**What to do:**
Match the string "semgrep" against each line below, and copy every line that matches.

_____

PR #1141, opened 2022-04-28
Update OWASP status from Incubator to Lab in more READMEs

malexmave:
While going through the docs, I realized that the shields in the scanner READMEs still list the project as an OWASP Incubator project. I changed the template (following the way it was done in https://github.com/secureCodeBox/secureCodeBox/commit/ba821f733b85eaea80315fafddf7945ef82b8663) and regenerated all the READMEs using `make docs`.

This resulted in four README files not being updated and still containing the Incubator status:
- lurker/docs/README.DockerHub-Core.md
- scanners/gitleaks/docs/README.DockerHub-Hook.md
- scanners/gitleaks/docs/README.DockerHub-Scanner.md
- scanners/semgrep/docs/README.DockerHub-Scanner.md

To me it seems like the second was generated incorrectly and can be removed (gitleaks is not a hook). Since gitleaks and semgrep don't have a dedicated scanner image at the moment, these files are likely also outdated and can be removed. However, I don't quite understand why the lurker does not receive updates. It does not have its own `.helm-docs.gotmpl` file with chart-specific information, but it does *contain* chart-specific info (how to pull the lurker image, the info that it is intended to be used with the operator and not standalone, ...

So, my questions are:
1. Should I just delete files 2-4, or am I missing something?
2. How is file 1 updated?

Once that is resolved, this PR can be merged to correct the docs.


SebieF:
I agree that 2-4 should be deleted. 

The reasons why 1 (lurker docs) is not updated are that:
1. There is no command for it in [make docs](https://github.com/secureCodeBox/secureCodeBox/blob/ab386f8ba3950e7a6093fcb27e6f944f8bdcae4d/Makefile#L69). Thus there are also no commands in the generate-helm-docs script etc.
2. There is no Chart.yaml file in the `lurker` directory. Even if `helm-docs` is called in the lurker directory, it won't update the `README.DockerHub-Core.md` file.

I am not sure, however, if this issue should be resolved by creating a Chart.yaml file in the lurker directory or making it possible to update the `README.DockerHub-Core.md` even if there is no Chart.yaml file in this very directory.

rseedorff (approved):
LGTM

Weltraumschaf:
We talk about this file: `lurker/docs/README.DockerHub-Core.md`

_____

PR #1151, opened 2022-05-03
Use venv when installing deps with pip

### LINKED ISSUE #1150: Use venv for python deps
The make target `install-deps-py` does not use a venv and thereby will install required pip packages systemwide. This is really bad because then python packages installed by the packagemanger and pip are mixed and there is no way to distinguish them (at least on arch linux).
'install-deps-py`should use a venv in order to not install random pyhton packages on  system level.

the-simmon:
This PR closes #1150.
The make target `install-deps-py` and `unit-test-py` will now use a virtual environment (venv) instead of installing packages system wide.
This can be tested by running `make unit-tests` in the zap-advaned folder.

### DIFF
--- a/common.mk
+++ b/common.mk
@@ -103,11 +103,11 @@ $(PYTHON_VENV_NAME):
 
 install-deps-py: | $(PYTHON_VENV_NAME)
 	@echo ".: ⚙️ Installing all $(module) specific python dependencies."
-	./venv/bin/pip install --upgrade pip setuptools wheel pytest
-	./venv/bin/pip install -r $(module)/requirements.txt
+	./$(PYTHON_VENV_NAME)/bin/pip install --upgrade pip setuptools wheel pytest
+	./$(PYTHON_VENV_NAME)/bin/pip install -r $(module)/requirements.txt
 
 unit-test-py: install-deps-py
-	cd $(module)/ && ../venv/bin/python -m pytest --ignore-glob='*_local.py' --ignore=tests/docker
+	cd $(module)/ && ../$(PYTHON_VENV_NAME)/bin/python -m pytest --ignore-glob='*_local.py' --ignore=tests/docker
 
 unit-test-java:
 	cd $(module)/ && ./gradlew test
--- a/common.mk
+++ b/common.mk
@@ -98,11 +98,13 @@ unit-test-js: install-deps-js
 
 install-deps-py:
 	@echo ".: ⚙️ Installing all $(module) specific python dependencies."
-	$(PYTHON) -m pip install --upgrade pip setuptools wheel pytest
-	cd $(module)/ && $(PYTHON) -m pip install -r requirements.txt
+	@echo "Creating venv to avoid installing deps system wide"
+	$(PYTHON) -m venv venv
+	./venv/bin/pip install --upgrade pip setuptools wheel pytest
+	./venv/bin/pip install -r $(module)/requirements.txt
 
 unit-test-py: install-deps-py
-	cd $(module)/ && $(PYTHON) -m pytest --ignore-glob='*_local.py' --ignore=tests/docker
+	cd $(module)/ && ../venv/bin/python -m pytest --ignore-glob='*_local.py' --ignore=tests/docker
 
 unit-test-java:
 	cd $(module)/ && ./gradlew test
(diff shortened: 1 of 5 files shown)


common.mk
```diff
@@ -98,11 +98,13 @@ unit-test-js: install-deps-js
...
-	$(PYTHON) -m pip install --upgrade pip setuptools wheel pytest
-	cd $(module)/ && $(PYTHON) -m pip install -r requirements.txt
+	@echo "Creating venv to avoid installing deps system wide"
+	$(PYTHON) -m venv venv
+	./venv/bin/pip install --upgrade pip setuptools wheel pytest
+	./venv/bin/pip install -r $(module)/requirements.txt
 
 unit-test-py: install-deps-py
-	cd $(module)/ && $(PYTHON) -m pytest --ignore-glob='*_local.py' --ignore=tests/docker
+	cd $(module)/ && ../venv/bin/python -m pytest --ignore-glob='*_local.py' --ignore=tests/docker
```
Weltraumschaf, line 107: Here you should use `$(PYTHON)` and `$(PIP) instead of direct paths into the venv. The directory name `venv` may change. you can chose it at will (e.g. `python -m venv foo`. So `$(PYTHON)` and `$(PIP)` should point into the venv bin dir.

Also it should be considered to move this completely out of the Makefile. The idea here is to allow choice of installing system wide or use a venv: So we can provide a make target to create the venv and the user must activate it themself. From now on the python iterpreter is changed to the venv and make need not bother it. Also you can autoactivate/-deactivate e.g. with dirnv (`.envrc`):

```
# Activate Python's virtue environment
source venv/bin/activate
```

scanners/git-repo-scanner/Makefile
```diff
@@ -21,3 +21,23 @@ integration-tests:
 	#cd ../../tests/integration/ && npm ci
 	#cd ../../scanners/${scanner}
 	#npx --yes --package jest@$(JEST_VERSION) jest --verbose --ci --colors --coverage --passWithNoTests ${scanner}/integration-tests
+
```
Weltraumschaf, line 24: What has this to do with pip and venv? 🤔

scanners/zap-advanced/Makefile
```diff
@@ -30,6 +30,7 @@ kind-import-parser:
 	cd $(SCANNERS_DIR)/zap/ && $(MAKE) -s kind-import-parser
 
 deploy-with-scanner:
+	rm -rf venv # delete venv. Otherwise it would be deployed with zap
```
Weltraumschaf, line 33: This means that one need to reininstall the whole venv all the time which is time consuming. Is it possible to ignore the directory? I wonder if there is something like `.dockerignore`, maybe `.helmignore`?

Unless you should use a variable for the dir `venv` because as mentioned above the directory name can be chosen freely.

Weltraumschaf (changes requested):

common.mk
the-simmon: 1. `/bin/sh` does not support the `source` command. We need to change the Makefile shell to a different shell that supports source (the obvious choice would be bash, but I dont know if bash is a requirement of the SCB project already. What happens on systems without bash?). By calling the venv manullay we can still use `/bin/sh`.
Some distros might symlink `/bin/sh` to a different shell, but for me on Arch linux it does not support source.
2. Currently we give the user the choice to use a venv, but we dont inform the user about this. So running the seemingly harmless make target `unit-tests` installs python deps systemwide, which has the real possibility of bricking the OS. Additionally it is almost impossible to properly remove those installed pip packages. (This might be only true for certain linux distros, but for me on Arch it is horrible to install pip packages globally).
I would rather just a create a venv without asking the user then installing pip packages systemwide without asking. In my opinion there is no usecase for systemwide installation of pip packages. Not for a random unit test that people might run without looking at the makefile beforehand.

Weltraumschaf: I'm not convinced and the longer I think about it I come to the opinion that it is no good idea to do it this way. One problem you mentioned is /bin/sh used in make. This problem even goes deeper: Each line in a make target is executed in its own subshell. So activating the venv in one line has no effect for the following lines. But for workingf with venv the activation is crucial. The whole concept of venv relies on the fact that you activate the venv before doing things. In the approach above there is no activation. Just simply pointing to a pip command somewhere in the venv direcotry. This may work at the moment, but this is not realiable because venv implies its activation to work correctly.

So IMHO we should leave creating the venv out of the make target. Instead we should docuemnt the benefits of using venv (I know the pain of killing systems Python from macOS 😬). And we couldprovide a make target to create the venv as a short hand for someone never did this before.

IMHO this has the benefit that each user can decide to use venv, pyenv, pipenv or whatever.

_____

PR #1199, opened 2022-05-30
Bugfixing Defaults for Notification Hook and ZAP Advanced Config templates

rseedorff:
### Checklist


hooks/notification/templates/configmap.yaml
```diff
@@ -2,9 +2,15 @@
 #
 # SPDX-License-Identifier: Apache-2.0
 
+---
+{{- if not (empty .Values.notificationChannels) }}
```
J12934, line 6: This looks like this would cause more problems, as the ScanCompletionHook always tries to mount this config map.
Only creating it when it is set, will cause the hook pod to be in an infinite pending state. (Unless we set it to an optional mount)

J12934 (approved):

_____

**Task response:**
- scanners/semgrep/docs/README.DockerHub-Scanner.md
To me it seems like the second was generated incorrectly and can be removed (gitleaks is not a hook). Since gitleaks and semgrep don't have a dedicated scanner image at the moment, these files are likely also outdated and can be removed. However, I don't quite understand why the lurker does not receive updates. It does not have its own `.helm-docs.gotmpl` file with chart-specific information, but it does *contain* chart-specific info (how to pull the lurker image, the info that it is intended to be used with the operator and not standalone, ...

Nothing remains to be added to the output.